The RACGP has cautiously welcomed many of the long-term reforms contained in the Strengthening Medicare Taskforce report, which was publicly released after being presented to state and territory leaders at National Cabinet earlier in the day.
The report, which took more than six months to develop, lays out significant reforms to modernise Medicare and bolster general practice, as well as provide high-level guidance to the Federal Government on where it should invest the $750 million it pledged ahead of last year’s election.
Following today’s meeting, Prime Minister Anthony Albanese told reporters that health reform is a ‘first priority issue’ for National Cabinet, and that better integration will be a major focus of the planned changes.
‘The key, going forward, is to better integrate the systems,’ he said. ‘We know that the earlier the care is provided, the cheaper that care will be as well.
‘That is a common position which we have, and we’ll be prioritising that throughout 2023.’

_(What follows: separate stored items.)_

Issue #1449, opened 2021-11-26
Bug in Action CustomerTicketZoom - when DynamicField from Type Database is used


OlliW:
when a DynamicField from Type Database is used in a Process Action, then occurs an error:

> Traceback (689248):
   Module: Kernel::System::DB::new Line: 135
   Module: Kernel::System::DynamicFieldDB::new Line: 110
   Module: Kernel::System::ObjectManager::_ObjectBuild Line: 323
   Module: Kernel::System::ObjectManager::Get Line: 213
   Module: Kernel::Modules::CustomerDynamicFieldDBSearch::Run Line: 222
   Module: Kernel::System::Web::InterfaceCustomer::Content Line: 1420
   Module: Kernel::System::Web::InterfaceCustomer::Response Line: 1487
   Module: Kernel::System::Web::App::call Line: 86
   Module: Plack::Component::__ANON__ Line: 50
   Module: Plack::App::URLMap::call Line: 71
   Module: Plack::Component::__ANON__ Line: 50
   Module: Plack::Sandbox::_2fopt_2fotobo_2fbin_2fpsgi_2dbin_2fotobo_2epsgi::__ANON__ Line: 199
   Module: Plack::Sandbox::_2fopt_2fotobo_2fbin_2fpsgi_2dbin_2fotobo_2epsgi::__ANON__ Line: 170
   Module: Plack::Sandbox::_2fopt_2fotobo_2fbin_2fpsgi_2dbin_2fotobo_2epsgi::__ANON__ Line: 156
   Module: Plack::Middleware::HTTPExceptions::try {...}  Line: 20

> [Fri Nov 26 09:46:32.643304 2021] [perl:error] [pid 689248] [client x.x.x.x:53983] Can't call method "GetDatabaseFunction" on an undefined value at /opt/otobo/bin/psgi-bin/../../Kernel/System/DynamicFieldDB.pm line 113.\n, referer: http://otobo_101/otobo/customer.pl?Action=CustomerTicketZoom;TicketNumber=2021112698000011

PR #1538, opened 2022-01-10
Issue #1449 new

stefanhaerter:
Closing #1449

### DIFF
--- a/var/httpd/htdocs/js/Core.Agent.DynamicFieldDBSearch.js
+++ b/var/httpd/htdocs/js/Core.Agent.DynamicFieldDBSearch.js
@@ -195,6 +195,12 @@ Core.Agent.DynamicFieldDBSearch = (function(TargetNS) {
 
         if(isJQueryObject($Element)) {
 
+            var LiElementId = $Element.parents().closest('li.Activity').attr('id');
+            var ActivityDialogId = '';
+            if ( typeof LiElementId !== 'undefined' ) {
+                ActivityDialogId = LiElementId.match(/^Process_ActivityDialog-([0-9a-f]{32})$/)[1];
+            }
+
             // Get the ticket id.
             /TicketID=(\d+)/.exec(document.URL);
             TicketID = RegExp.$1;
@@ -209,7 +215,11 @@ Core.Agent.DynamicFieldDBSearch = (function(TargetNS) {
 
             // Register event for the detailed search dialog
             $('#DynamicFieldDBDetailedSearch_' + DynamicFieldName).on('click', function () {
-                OpenDetailedSearchDialog($(this).attr('field'), TicketID);
+                var FieldName = $(this).attr('field');
+                if ( ActivityDialogId !== '' ) {
+                    FieldName = FieldName.substring(0, FieldName.indexOf('_' + ActivityDialogId));
+                }
+                OpenDetailedSearchDialog(FieldName, TicketID);
                 return false;
             });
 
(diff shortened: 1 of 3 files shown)


var/httpd/htdocs/js/Core.Agent.DynamicFieldDBSearch.js
```diff
@@ -258,13 +258,16 @@ Core.Agent.DynamicFieldDBSearch = (function(TargetNS) {
                     /TicketID=(\d+)/.exec(document.URL);
                     TicketID = RegExp.$1;
 
+                    var liElementId = $Element.parents().closest('li').attr('id');
+                    var activityDialogId = liElementId.match(/^Process_ActivityDialog-([a-f0-9]{32})$/)[1];
```
svenoe: We use capitalized first letters for variables, in js, too.

var/httpd/htdocs/js/Core.Agent.DynamicFieldDBSearch.js
```diff
@@ -258,13 +258,16 @@ Core.Agent.DynamicFieldDBSearch = (function(TargetNS) {
                     /TicketID=(\d+)/.exec(document.URL);
                     TicketID = RegExp.$1;
 
+                    var liElementId = $Element.parents().closest('li').attr('id');
```
svenoe: It is better to be a bit more precise with the selectors. In this case, e.g. you could use 'li.Activity'. This way you circumvent any strange sideeffects, for new dynamic fields containing lists, e.g.. (Ok, unlikely, but still.)

var/httpd/htdocs/js/Core.Agent.DynamicFieldDBSearch.js
```diff
@@ -258,13 +258,16 @@ Core.Agent.DynamicFieldDBSearch = (function(TargetNS) {
...
+                    var activityDialogId = liElementId.match(/^Process_ActivityDialog-([a-f0-9]{32})$/)[1];
+
                     // serialize form
                     QueryString = Core.AJAX.SerializeForm($('#'+DynamicFieldName).closest('form'), IgnoreList) + SerializeData(UpdateList);
 
                     QueryString += ";Action="+FrontendInterface;
                     QueryString += ";Term="+encodeURIComponent(Request.term);
                     QueryString += ";MaxResults="+Core.Config.Get('Autocomplete.MaxResultsDisplayed');
-                    QueryString += ";DynamicFieldName="+encodeURIComponent(DynamicFieldName);
+                    QueryString += ";DynamicFieldName="+encodeURIComponent(DynamicFieldName.substring(0, DynamicFieldName.indexOf('_' + activityDialogId)));
```
svenoe: Have you tested whether that works for DB fields which are not part of a process? E.g. in CustomerTicketMessage, or on the agent interface? I would assume a check whether your activityDialogId exists would be good, even if just a warning is thrown.

stefanhaerter: Indeed, this caused an error. Should be fixed with the latest commit

var/httpd/htdocs/js/Core.Agent.DynamicFieldDBSearch.js
```diff
@@ -258,13 +258,21 @@ Core.Agent.DynamicFieldDBSearch = (function(TargetNS) {
                     /TicketID=(\d+)/.exec(document.URL);
                     TicketID = RegExp.$1;
 
+                    // for usage in process context
+                    var LiElementId = $Element.parents().closest('li.Activity').attr('id');
+                    var DynamicFieldNameQuery = DynamicFieldName;
+                    if (typeof LiElementId !== 'undefined') {
```
svenoe: Did you try that for the normal reply (id=FollowUp) in CustomerTicketZoom? It also has the Activity-class, but the substitution is not needed. Maybe it is necessary to include the "match" as "test" in the if condition.

var/httpd/htdocs/js/Core.Agent.DynamicFieldDBSearch.js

Specific Taskforce recommendations welcomed by the RACGP include:
- funding for longer consultations to reflect the fact that chronic and complex care requires more time than is funded for in a standard consultation
- increasing investment to support multidisciplinary teams in general practice that are responsive to local needs – as long as patients are accessing centrally coordinated care via their general practice
- ‘blended funding models’ integrated with fee-for-service, including incentives to promote better care for people who need it most
- introducing a streamlined and straightforward voluntary patient registration scheme, which enables patients to sign up to a practice that receives extra funding to coordinate care
- better use of data and digital technology to share critical patient information and support superior patient healthcare
- investing in Aboriginal Community Controlled Health Organisations to commission primary care services, building on their expertise and exploring new funding models that are locally relevant for rural and remote practice
- investing in primary care research.
Speaking after its release, RACGP President Dr Nicole Higgins said the report contains many promising elements, but that more action is needed to secure the future viability of general practice care.

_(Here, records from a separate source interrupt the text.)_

Issue #1553, opened 2022-01-23
Fix unit test failures before OTOBO 10.1.1 final release


bschmalhofer:
Here are the current test failures:

```
Test Summary Report
-------------------
/opt/otobo/scripts/test/Compile.t                                                                         (Wstat: 0 Tests: 1787 Failed: 0)
  TODO passed:   1012, 1037
/opt/otobo/scripts/test/DynamicField/EditFieldRender.t                                                    (Wstat: 2048 Tests: 69 Failed: 8)
  Failed tests:  14-21
  Non-zero exit status: 8
/opt/otobo/scripts/test/Selenium/Output/Dashboard/TicketGenericFilter.t                                   (Wstat: 256 Tests: 25 Failed: 1)
  Failed test:  20
  Non-zero exit status: 1
/opt/otobo/scripts/test/Selenium/TestingMethods.t                                                         (Wstat: 0 Tests: 36 Failed: 0)
  TODO passed:   21, 24, 28
/opt/otobo/scripts/test/WebUserAgent.t                                                                    (Wstat: 1024 Tests: 121 Failed: 4)
  Failed tests:  76-77, 89, 101
  Non-zero exit status: 4
Files=961, Tests=82084, 6835 wallclock secs (32.22 usr  3.41 sys + 1758.55 cusr 221.89 csys = 2016.07 CPU)
Result: FAIL
ran tests for product OTOBO 10.1.x on host d9bf5f435b43 .

```

bschmalhofer:
The four failures in _scripts/test/WebUserAgent.t_  are handled in #1250.

bschmalhofer:
The failures in Selenium/Output/Dashboard/TicketGenericFilter.t were due to the new widget showing the last changed tickets. There were some checks that specific tickets should not be shown in the Dashboard after some action in the NewTickets widgets. However the test scripts saw those tickets in the lastchange widget, and was led astray. The fix is to switch to strikter XPath and Jquery selectors that look only at the relevant div.

bschmalhofer:
@stefanhaerter , could you take a look at _scripts/test/DynamicField/EditFieldRender.t_ ? These failures seem to be related to changed HTML in the rendered dynamic fields. See #1132.

stefanhaerter:
Forgot to respond: Should be fixed with PR https://github.com/RotherOSS/otobo/pull/1563

bschmalhofer:
[...]

PR #1563, opened 2022-01-26
Issue #1553 dynamic field bugfixes

stefanhaerter:
Added the concatenation with 'Error' to DivID, like it was done in rel-10_0.

Side notice: I thought about separating DivID and DivIDError for the concatenation, but I am not sure what is the correct and clean way to go in this case so I decided to build it as it was before.

Closing #1553


bschmalhofer (approved):
Looks sensible.

PR #1604, opened 2022-02-08
Issue #625: Display error message for regex fields in Customer Frontend

stefanhaerter:
Closing #625


stefanhaerter:

Issue #1504, opened 2021-12-13
Docker Hub: implement policy concerning the 'latest' tag


bschmalhofer:
Current every new release, regardless whether in 10.0 or on 10.1, sets the lag 'latest'. This does not make sense at all when there is more than on maintained branch.

TODO:

- [x] define a policy which labels should be set
- [x] implement it, propable in _hooks/post_push_

bschmalhofer:
This was discussed between @StefanRother-OTOBO , @svenoe , and @bschmalhofer . The conclusion was:

- the tag 'latest' is deprecated, but will continue to point to the latest patch release of the 10.0 series
- releases that do not match rel-<major>_<minor>_<patch> will get no extra tag, e.g. rel-10_1_Beta2
- patch level releases will get a latest-<major>_<minor> tag

These rules can be implemented in _hooks/post_push_ .

TODO after implementation:

- [x]  sample .env files need to be adapted in docker-compose,  trying to keep rel-10_0 and rel-10_1 with having few differences
- [x] doc-otobo-install might need to be updated
- [x] create a new tag latest-10_0  pointing to the current latest
- [x] backport to rel-10_0

bschmalhofer:
Tested this by setting `DOCKER_TAG` directly in the scripts. Let's see whether a latest-tag will be created after pushing rel-10_1_beta2.

svenoe:
I will close this. If there is a problem, we will see only with the release anyways.

PR #1606, opened 2022-02-08
Issue #1504: switch to tags like: latest-10_1.

bschmalhofer:
Docker tags must match ^rel\-([0-9]+)_([0-9]+)_([0-9]+)$
Keep special case 'latest' for the 10.0 series patch level releases

### DIFF
--- a/hooks/post_push
+++ b/hooks/post_push
@@ -1,6 +1,6 @@
 #!/bin/bash
 
-# Set additional Docker image tags for automated build on Docker hub
+# Set additional Docker image tags for automated build on Docker hub.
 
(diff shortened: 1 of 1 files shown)


bschmalhofer:
For some reason images on Docker Hub can't easily be tagged remotely. Therefore one needs to do something like:

- `docker pull rotheross/otobo-nginx-kerberos-webproxy:latest`
- `docker tag rotheross/otobo-nginx-kerberos-webproxy:latest rotheross/otobo-nginx-kerberos-webproxy:latest-10_0`
- `docker push rotheross/otobo-nginx-kerberos-webproxy:latest-10_0`

Issue #1608, opened 2022-02-09
Bug in LDAP groups to OTOBO roles synchronization


StefanRother-OTOBO:
I have found a bug in LDAP groups to OTOBO roles synchronization. Once an agent was assigned to roles in OTOBO and then the agent is removed from all Active Directory groups, then the agent keeps the roles rights in OTOBO.

But only when it is removed from all LDAP groups. The reason can be found in line 725 in the Kernel/System/Auth/Sync/LDAP.pm file.

The permissions will not be removed if no more LDAP permissions exist. For me, removing the if query fixed the error:

```
# Rother OSS  / We need to check the permissions also if no more LDAPPermission exists 
    #    if (%RolePermissionsFromLDAP) {
# EO Rother OSS
    
        # get current user roles
        my %UserRoles = $GroupObject->PermissionUserRoleGet(
            UserID => $UserID,
        );

        ROLEID:
        for my $RoleID ( sort keys %SystemRoles ) {

                # if old and new permission for role matches, do nothing
            if (
                ( $UserRoles{$RoleID} && $RolePermissionsFromLDAP{$RoleID} )
                ||
                ( !$UserRoles{$RoleID} && !$RolePermissionsFromLDAP{$RoleID} )
                )
            {
                next ROLEID;
            }

            $Kernel::OM->Get('Kernel::System::Log')->Log(
                Priority => 'notice',
                Message  => "User: '$Param{User}' sync ldap role $SystemRoles{$RoleID}!",
            );

            $GroupObject->PermissionRoleUserAdd(
                UID    => $UserID,
                RID    => $RoleID,
                Active => $RolePermissionsFromLDAP{$RoleID} || 0,
                UserID => 1,
            );
        }
# Rother OSS
#    }  
# EO Rother OSS
```

StefanRother-OTOBO:
Hi Sven,

please can you double check my fix?

Thanks,

Stefan

bschmalhofer:
The fix is sensible as the hash %RolePermissionsFromLDAP can legitimately be empty. Merged a slightly simplified version of the fix. Closing this issue.
See also #1573

svenoe:
There was quite some confusion here...the last commit which is based on the formerly unchanged 10.0 and is then merged to 10.1 should hopefully fix it.

PR #1610, opened 2022-02-11
Issue #1608: handling of %RolePermissionsFromLDAP

bschmalhofer:
is sensible even if the hash is empty


bschmalhofer:
The fix is sansible as the hash `%RolePermissionsFromLDAP` can legitimately be empty. Merged a slightly simplified version of the fix.

Issue #1592, opened 2022-02-02
Remove height in order to see more data than just one line in AgentTicketZoom Processview


StefanRother-OTOBO:
Remove height in order to see more data than just one line in AgentTicketZoom Processview

svenoe:
This needs another look. If we want to keep it that way, at least the class name "CutValue" should be changed if nothing is cut anymore. Maybe though the whole css block as well as the class in the template file can be removed completely as currently only 'display: block' is meaningful.

PR #1626, opened 2022-02-21
Issue #1592: Changed overflow, added word-wrap and max-height

stefanhaerter:
Closing #1592


stefanhaerter:

Issue #282, opened 2020-07-31
Minor improvements to the CustomerInterface design.


svenoe:
- [ ] Make error screens prettier. Kernel/Output/HTML/Templates/Standard/CustomerError.tt (e.g. otobo/customer.pl?Action=CustomerTicketArticleContent), as well as all "grep CenterBox Kernel -r" which affect the customer (e.g. otobo/customer.pl?Action=CustomerTicketZoom;TicketNumber=wrong)
- [x] Improve visualization of readonly fields.
- [ ] Icons: Change checkboxes; replace "x" with icon in select fields.

stefanhaerter:
- [ ] textoverflow: ellipsis for dynamic title fields in TicketInformation in Agent-Interface, implement correct format for CusterInterface
- [ ] Change behaviour for popup widgets, e.g. Print and TicketInformation in CustomerTicketZoom (suggestion: close if focus switches - edit Sven: only close when opening a different popup)
- [x] Selected values in Dropdowns are not colored correctly

svenoe:
I reverted the icon changes for now. We will implement this, but the customer interface needs a little more work.

svenoe:
We close this issue and wait if someone complains about anything here.

bschmalhofer:
Setting the milestone to OTOBO 10.1.16 to indicate the version in which the feature was released.

PR #1654, opened 2022-03-09
Issue #282: Fixing the bug that selected dropdown elements in CustomerInterface are not properly colored

stefanhaerter:
The "background-color: transparent;" prevents the elements from being colored as it is the intended behavior. Though I'm not certainly sure, I could not find any negative impact of deleting this code.

Referencing #282

### DIFF
--- a/var/httpd/htdocs/skins/Customer/default/css/Core.InputFields.css
+++ b/var/httpd/htdocs/skins/Customer/default/css/Core.InputFields.css
@@ -1028,22 +1028,22 @@ div.InputField_ToolbarContainer ul li a:hover {
 }
 
 .jstree-InputField .jstree-wholerow-ul .jstree-wholerow-clicked {
-    background-color: var(--colNotifyOK);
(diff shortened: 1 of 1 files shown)


stefanhaerter:
In order to understand why the other places works and this particular case not: Checking the following places:
- [ ] AgentTicket(Zoom|Email|Process)
- [ ] DynamicField Configurations
- [ ] Customer Screens (Searching where dropdowns are used there)

stefanhaerter:
Investigation suggests that, in case of the Customer Interface, the rule in https://github.com/RotherOSS/otobo/blob/48a8d88698a01373bb4357aefee220526b3f3f16/var/httpd/htdocs/skins/Agent/default/css/Core.InputFields.css#L474 is missing. A possibility would be to add this rule to var/httpd/htdocs/skins/Customer/default/css/Core.InputFields.css, maybe with another color.

stefanhaerter:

‘The RACGP is pleased to have participated in the Taskforce and we are committed to working alongside government to implement reform,’ she said.
‘It is very positive that health reform is, as the Prime Minister said today, a first priority issue for 2023 and to see the states and territories come to the table with the Federal Government to discuss these vital issues.

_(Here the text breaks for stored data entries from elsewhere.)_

PR #5070, opened 2026-01-22
Implement native support for RHEL 9.7

Splayfery:
This PR includes all configuration files and changes to support a native installation of OTOBO 11.x. Tested on RHEL 9.7 but might also work in different versions.

The following changes have been made:
- Create nginx config files for ssl and non-ssl reverse proxy support
- Include `nginx` user group in `bin/otobo.SetPermissions.pl`
- Create `cpanfile.plackup` for all required perl packages on RHEL 9.7 (removed optional options for gazelle and mysql) 
- Create `scripts/build-rhel-modules.sh` to automate the deployment of the required perl packages to a tar.gz file
- Create systemunit files for `otobo-web` and `otobo-daemon` (The service will be controlled using systemctl)

The build script has also been tested on the `redhat/ubi9:9.7` docker image to provide the opportunity for a deployment using Github Actions or Gitlab CI.

A complete documentation of the installation process has been created under https://github.com/RotherOSS/doc-otobo-installation/tree/issue-%23151-rhel.

### DIFF
--- a/scripts/build-rhel-modules.sh
+++ b/scripts/build-rhel-modules.sh
@@ -1,0 +1,66 @@
+#!/bin/bash
+# --
+# OTOBO is a web-based ticketing system for service organisations.
+# --
+# Copyright (C) 2001-2020 OTRS AG, https://otrs.com/
+# Copyright (C) 2019-2026 Rother OSS GmbH, https://otobo.io/
+# --
+# This program is free software: you can redistribute it and/or modify it under
+# the terms of the GNU General Public License as published by the Free Software
+# Foundation, either version 3 of the License, or (at your option) any later version.
+# This program is distributed in the hope that it will be useful, but WITHOUT
+# ANY WARRANTY; without even the implied warranty of MERCHANTABILITY or FITNESS
+# FOR A PARTICULAR PURPOSE. See the GNU General Public License for more details.
+# You should have received a copy of the GNU General Public License
+# along with this program. If not, see <https://www.gnu.org/licenses/>.
+# --
+
+set -Euo pipefail
+
+SCRIPT_DIR=$(cd -- "$(dirname -- "${BASH_SOURCE[0]}")" &> /dev/null && pwd)
+PROJECT_ROOT="$SCRIPT_DIR/.."
+TARGET_LIB="$PROJECT_ROOT/install/local"
+ARCHIVE_NAME="otobo-deps-11.0-rhel-9.7.tar.gz"
+# Directory at /opt/otobo to compress to tar.gz
+ARCHIVE_DIR="install"
+
+if ! command -v cpanm &> /dev/null; then
+    echo "cpanm not found. Installing using dnf..."
+    
+    if [ "$EUID" -ne 0 ]; then
+        echo "Installatin failed. Please provide sudo credentials."
+        sudo dnf install -y perl-App-cpanminus
+    else
+        dnf install -y perl-App-cpanminus
+    fi
+else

‘We welcome many aspects of the report but there is a high level of ambiguity, and the devil will be in the detail on many of the recommendations.’
Dr Higgins also said reform without proper investment is ‘hollow’, and that short-term action is needed to ‘stem the bleeding’.
‘GPs and practice teams have experienced many years of neglect and underfunding that has left general practice care in urgent need of an investment boost,’ she said.
‘General practice is the answer to relieving pressure on the entire healthcare system, including our over-burdened hospitals, and improving the health and wellbeing of people in communities everywhere.
‘We look forward to working constructively with the Government, because there is too much at stake to get this wrong.’
At a press conference launching the report, Federal Health and Aged Care Minister Mark Butler said improving access to general practice and primary care, particularly outside usual business hours, is a ‘key message’ that emerged from the Taskforce.
He also referenced the need to provide support for longer general practice consultations and establish ‘sustainable models of care’ in rural and remote areas.
‘This report and the recommendations contained in it will guide the deliberations of Government between now and [the] Budget to frame particular investments needed to deliver our commitment to rebuild general practice and, more broadly, strengthen Medicare,’ Minister Butler said.
‘The report recommends supporting this with new blended funding models, integrated with the existing fee-for-service model, allowing teams of GPs, nurses, midwives, and allied health professionals to work together to deliver the care people need.
‘The Taskforce found that strengthening primary care with a greater range of health professionals working to their full scope of practice will optimise use of the health workforce across a stretched primary care sector.’
In response, the RACGP President reaffirmed the college’s position that any reforms need to reinforce the role of GPs as the custodians of patient care.
‘The report states that responsibility for providing care should be shared across primary care teams and that high-quality primary care depends on harnessing the skills of a diverse health workforce including nurses, nurse practitioners and pharmacists,’ she said.
RACGP President Dr Nicole Higgins says the report contains many promising elements, but that more action is needed.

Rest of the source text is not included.